Give back every record exactly.

* [Source material]

·····

PR #29, opened 2020-04-07
Add seed node update integration test

johntrimble:


tests/seed_selection/seed_selection_suite_test.go
```diff
@@ -0,0 +1,373 @@
...
+	// NOTE: The following check does not presently work due to 
+	// the lag time between when we update a seed label and when
+	// that change is reflected in DNS. Since we reload seed lists
+	// right after upating the label, some cassandra nodes will
+	// likely end up with slight out-of-date seed lists. KO-375
+	//
+	// checkCassandraSeedListsAlignWithSeedLabels(info)
+}
+
+func duplicate(value string, count int) string {
```
sandoichi, line 246: I'll take `Things that should have been included in the base libraries` for 100

sandoichi: Would probably be worthwhile to extract this out into the `ginkgo_util` package, since it could be used for any test with more than 1 node

tests/seed_selection/seed_selection_suite_test.go
```diff
@@ -0,0 +1,373 @@
...
+	result := []string{}
+	for i := 0; i < count; i++ {
+		result = append(result, value)
+	}
+
+	return strings.Join(result, " ")
+}
+
+func waitDatacenterReady() {
```
sandoichi, line 255: Again... it seems that you have written some nice things that could probably be ripped out into `ginkgo_util` and used in almost every test :thinking: 
I know there was some discussion at one point about how much these tests should just have the raw logic in them vs extracting things but it may be worth revisiting.

tests/testdata/default-single-rack-2-node-dc-with-superuser-secret.yaml
```diff
@@ -6,8 +6,6 @@ spec:
   clusterName: cluster2
   serverType: dse
   serverVersion: "6.8.0"
-  serverImage: datastaxlabs/dse-k8s-server:6.8.0-20200316
```
sandoichi, line 9: :+1:

tests/seed_selection/seed_selection_suite_test.go
johntrimble: Sounds like a good idea to me. I assumed `ginkgo_util` was for mage stuff, but looking at it I see that's not the case. We are already accumulating functions that are duplicated in multiple tests, so it's probably time to start extracting them.

johntrimble: Do you think this should be a method of `NsWrapper`?

sandoichi: Yeah probably...all of our tests are expected to run in a `test-` namespace so we would always be passing in the namespace anyway.

jimdickinson: Yes I wanted to extract this out too.

tests/seed_selection/seed_selection_suite_test.go
```diff
@@ -0,0 +1,373 @@
...
+	Ordinal int
+}
+
+type DatacenterInfo struct {
+	Size      int
+	RackNames []string
+	Nodes     []Node
+}
+
+func retrieveNodes() []Node {
```
respringer, line 82: At some point, we should look into moving some of this logic into our testing framework and share it between tests.

tests/seed_selection/seed_selection_suite_test.go
```diff
@@ -0,0 +1,373 @@
...
+				seeds = append(seeds, node.IP)
+			}
+			sort.Sort(sort.StringSlice(seeds))
+
+			Expect(seeds).To(Equal(expectedSeeds), "Expected pod %s to have seeds %v but had %v", node.Name, expectedSeeds, seeds)
+		}
+	}
+}
+
+func checkSeedConstraints() {
```
respringer, line 224: Would it be tacky to move this logic directly into the operator itself? ;)

tests/seed_selection/seed_selection_suite_test.go
respringer: I am huge fan of investing in a batteries-included testing lib.  The more simple tests are to write, the more likely we are to maintain a good amount of them.

PR #37, opened 2020-04-09
Add additional validation to the webhook.

respringer:


operator/pkg/apis/cassandra/v1beta1/webhook.go
```diff
@@ -5,35 +5,109 @@ package v1beta1
...
+		return fmt.Errorf("CassandraDatacenter attempted to change StorageConfig")
+	}
+
+	// Topology changes - Racks
+	// - Rack Name and Zone changes are disallowed.
+	// - Removing racks is not supported.
+	// - Reordering the rack list is not supported.
+	// - Any new racks must be added to the end of the current rack list.
+
+	if len(oldDc.Spec.Racks) > len(newDc.Spec.Racks) {
```
jimdickinson, line 64: sadly, we have to add the calls to GetRacks for both of these, I think

operator/pkg/apis/cassandra/v1beta1/webhook.go
```diff
@@ -5,35 +5,109 @@ package v1beta1
...
+	if dc.Spec.ServerType == "cassandra" && dc.Spec.ServerVersion != "3.11.6" && dc.Spec.ServerVersion != "4.0.0" {
+		return fmt.Errorf("CassandraDatacenter attempted to use unsupported Cassandra version '%s'",
+			dc.Spec.ServerVersion)
+	}
+
+	return nil
+}
+
+// Ensure that no values are improperly set
+func ValidateDatacenterFieldChanges(oldDc CassandraDatacenter, newDc CassandraDatacenter) error {
```
jimdickinson, line 35: great signature here and above

operator/pkg/apis/cassandra/v1beta1/webhook.go
respringer: Is this all to support the special case of the user not specifying any racks?

jimdickinson: that's right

·····

* [Answer area]
PR #29, opened 2020-04-07
Add seed node update integration test

johntrimble:


tests/seed_selection/seed_selection_suite_test.go
```diff
@@ -0,0 +1,373 @@
...
+	// NOTE: The following check does not presently work due to 
+	// the lag time between when we update a seed label and when
+	// that change is reflected in DNS. Since we reload seed lists
+	// right after upating the label, some cassandra nodes will
+	// likely end up with slight out-of-date seed lists. KO-375
+	//
+	// checkCassandraSeedListsAlignWithSeedLabels(info)
+}
+
+func duplicate(value string, count int) string {
```
sandoichi, line 246: I'll take `Things that should have been included in the base libraries` for 100

sandoichi: Would probably be worthwhile to extract this out into the `ginkgo_util` package, since it could be used for any test with more than 1 node

tests/seed_selection/seed_selection_suite_test.go
```diff
@@ -0,0 +1,373 @@
...
+	result := []string{}
+	for i := 0; i < count; i++ {
+		result = append(result, value)
+	}
+
+	return strings.Join(result, " ")
+}
+
+func waitDatacenterReady() {
```
sandoichi, line 255: Again... it seems that you have written some nice things that could probably be ripped out into `ginkgo_util` and used in almost every test :thinking: 
I know there was some discussion at one point about how much these tests should just have the raw logic in them vs extracting things but it may be worth revisiting.

tests/testdata/default-single-rack-2-node-dc-with-superuser-secret.yaml
```diff
@@ -6,8 +6,6 @@ spec:
   clusterName: cluster2
   serverType: dse
   serverVersion: "6.8.0"
-  serverImage: datastaxlabs/dse-k8s-server:6.8.0-20200316
```
sandoichi, line 9: :+1:

tests/seed_selection/seed_selection_suite_test.go
johntrimble: Sounds like a good idea to me. I assumed `ginkgo_util` was for mage stuff, but looking at it I see that's not the case. We are already accumulating functions that are duplicated in multiple tests, so it's probably time to start extracting them.

johntrimble: Do you think this should be a method of `NsWrapper`?

sandoichi: Yeah probably...all of our tests are expected to run in a `test-` namespace so we would always be passing in the namespace anyway.

jimdickinson: Yes I wanted to extract this out too.

tests/seed_selection/seed_selection_suite_test.go
```diff
@@ -0,0 +1,373 @@
...
+	Ordinal int
+}
+
+type DatacenterInfo struct {
+	Size      int
+	RackNames []string
+	Nodes     []Node
+}
+
+func retrieveNodes() []Node {
```
respringer, line 82: At some point, we should look into moving some of this logic into our testing framework and share it between tests.

tests/seed_selection/seed_selection_suite_test.go
```diff
@@ -0,0 +1,373 @@
...
+				seeds = append(seeds, node.IP)
+			}
+			sort.Sort(sort.StringSlice(seeds))
+
+			Expect(seeds).To(Equal(expectedSeeds), "Expected pod %s to have seeds %v but had %v", node.Name, expectedSeeds, seeds)
+		}
+	}
+}
+
+func checkSeedConstraints() {
```
respringer, line 224: Would it be tacky to move this logic directly into the operator itself? ;)

tests/seed_selection/seed_selection_suite_test.go
respringer: I am huge fan of investing in a batteries-included testing lib.  The more simple tests are to write, the more likely we are to maintain a good amount of them.

PR #37, opened 2020-04-09
Add additional validation to the webhook.

respringer:


operator/pkg/apis/cassandra/v1beta1/webhook.go
```diff
@@ -5,35 +5,109 @@ package v1beta1
...
+		return fmt.Errorf("CassandraDatacenter attempted to change StorageConfig")
+	}
+
+	// Topology changes - Racks
+	// - Rack Name and Zone changes are disallowed.
+	// - Removing racks is not supported.
+	// - Reordering the rack list is not supported.
+	// - Any new racks must be added to the end of the current rack list.
+
+	if len(oldDc.Spec.Racks) > len(newDc.Spec.Racks) {
```
jimdickinson, line 64: sadly, we have to add the calls to GetRacks for both of these, I think

operator/pkg/apis/cassandra/v1beta1/webhook.go
```diff
@@ -5,35 +5,109 @@ package v1beta1
...
+	if dc.Spec.ServerType == "cassandra" && dc.Spec.ServerVersion != "3.11.6" && dc.Spec.ServerVersion != "4.0.0" {
+		return fmt.Errorf("CassandraDatacenter attempted to use unsupported Cassandra version '%s'",
+			dc.Spec.ServerVersion)
+	}
+
+	return nil
+}
+
+// Ensure that no values are improperly set
+func ValidateDatacenterFieldChanges(oldDc CassandraDatacenter, newDc CassandraDatacenter) error {
```
jimdickinson, line 35: great signature here and above

operator/pkg/apis/cassandra/v1beta1/webhook.go
respringer: Is this all to support the special case of the user not specifying any racks?

jimdickinson: that's right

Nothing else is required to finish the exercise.